To be eligible for a Medigap plan, you need to: 

  • Be enrolled in Original Medicare, have both Medicare Part A and Part B, and have both Part A and B remain active for the duration of your Medigap plan. This is because Medigap is intended to work with Parts A and B. 
  • Not be enrolled in a Medicare Advantage plan. 
  • Pay a monthly premium for Medigap. This premium will vary depending on residential location and what plan you choose. Individual carriers set the rates.
    • If you fail to pay monthly premiums, your coverage will lapse and you’ll be subject to standard medical underwriting criteria. You may also have to pay a higher premium. 

NOTE: If you’re new to Medicare, you may not have access to Medigap Plans F and C if you’re applying for Medigap.
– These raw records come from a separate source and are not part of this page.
Issue #1388, opened 2021-12-17
On the Modal Component Page - An "id" in the Text is Not Marled as Code Item 


jfc3-dol:
## Description

On the Modal Component Page ( https://designsystem.digital.gov/components/modal/ ), the  "id" in the sentence below is not marled as a code item. Highlighted text in bold.

The **`id`** should belong to a paragraph or a brief piece of content.

The same applies for the following text.

must have a unique **`id`** so that

ryparker:
Closing as completed. Merged PR #3223 corrected the implementation-guidance occurrence. Both requested occurrences now format `id` as code: [unique IDs](https://github.com/uswds/uswds-site/blob/ffe2da7c59cf4e59881b1b0362a138440dd153ff/_components/modal/guidance/implementation.md) and [the paragraph/context guidance](https://github.com/uswds/uswds-site/blob/ffe2da7c59cf4e59881b1b0362a138440dd153ff/_components/modal/guidance/accessibility.md).

PR #3223, opened 2026-06-17
Format modal guidance id as code

arpitjain099:
This updates the modal implementation guidance so `id` is formatted as code in the "Use unique ids" sentence.\n\nFixes #1388.


ethangardner (approved):
Thanks for this PR!

**Just a heads up**: you may notice that the pages/build check for this PR shows as pending and never completes. I wanted to give you an update on what this means. 

**Why this happens**: for security reasons, our hosting provider, Cloud.gov Pages doesn't generate site previews for pull requests from forked repositories [source](https://docs.cloud.gov/pages/using-pages/previews/). Since this required check can't run on forked PRs, it will remain in a pending state.

**We're working on this**: We're discussing internally how to best handle this situation so community contributions aren't blocked by this required check. In the meantime, we'll review your changes and test them locally.

I'm going to add a label of "blocked" to this PR while we talk through our options. Know that no further action is required on your part. Thank you for your patience while we work through this process issue!

PR #3238, opened 2026-07-08
USWDS-Site - removing invalid emails from package.json

annepetersen:
Removing emails that no longer work for contributors who have left GSA


ethangardner (approved):
LGTM!

PR #3249, opened 2026-07-16
USWDS-Site - Site header: Name banner landmarks, drop redundant role

### LINKED ISSUE #2226: USWDS - Bug: Accessibility - Multiple unnamed banner landmarks
### Describe the bug

Both the `Banner` and `Header` components contain `<header>` elements, which show up in the rotor as banner landmark. It might not be clear to users with screen readers the difference between the two banner regions.

### Steps to reproduce the bug

1. Got to the USWDS homepage
2. Turn of VoiceOver
3. Pull up the rotor menu (VO+U)
4. Use the arrow keys to pull up the Landmarks
5. Notice two unnamed banners.

### Expected Behavior

One or or both of the components container a banner region should have an accessible name.

### Related code

_No response_

### Screenshots

Screenshot 2023-08-02 at 7 23 40 PM

### System setup

- Current USWDS
- MacOS
- VoiceOver

### Additional context

Some additional can be found in [Scott O'Hara's article on landmarks](https://www.scottohara.me/blog/2018/03/03/landmarks.html).

> Since there is no native “banner element” in HTML, modern browsers are meant to treat the `<header>`, that is the nearest direct child of the `<body>` element, as a banner landmark. While there can be multiple `<header>` elements used within a web document, ideally there should only be a single banner landmark exposed. **Instances where multiple banners may be desired would be if there were nested document or application roles within a single view. In such a case, it would be best to ensure each of these were given their own accessible name, as this would allow assistive technologies to jump to each nested banner and have a better idea of which “banner” they had navigated to.**

### Code of Conduct

- [X] I checked the [current issues](https://github.com/uswds/uswds/issues?q=is%3Aissue+is%3Aopen+label%3A%22Type%3A+Bug%22) for duplicate bug reports.

AKnassa:
# Summary

Cleaned up the site's banner landmarks for screen reader users: removed stray commas from aria-labels, dropped a redundant `role="banner"`, and gave the government banner and site header distinct accessible names.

You might not be eligible for Medigap if: 

  • You’re not the right age since age is a Medigap eligibility requirement in most states.
    • Federal law doesn’t require insurance companies to sell Medigap to people under 65. However, some states require Medigap to be available to people under 65, including people with specific disabilities and medical conditions. These states are Arkansas, California, Connecticut, Indiana, Maryland, Michigan, New Jersey, North Carolina, Oklahoma, and Texas.  
  • Note that not all policies are available to Medicare recipients under 65. 
  • You have pre-existing conditions that are not accepted by the insurer (only applicable in some circumstances). Each insurance company has its own policies on health screenings and eligibility, so be sure to check with your carrier. 

The Medigap open enrollment period is six months and begins on the first day of the month you turn 65 or older and enroll in Medicare Part B. 

During this period, you can buy any available Medigap insurance plan without being turned down or charged because of a health condition.  

Outside of this enrollment period, pre-existing conditions and health problems may disqualify you from Medigap. 

Depending on what state you’re in, you may be able to enroll in Medigap during other times of the year, although there may be medical underwriting.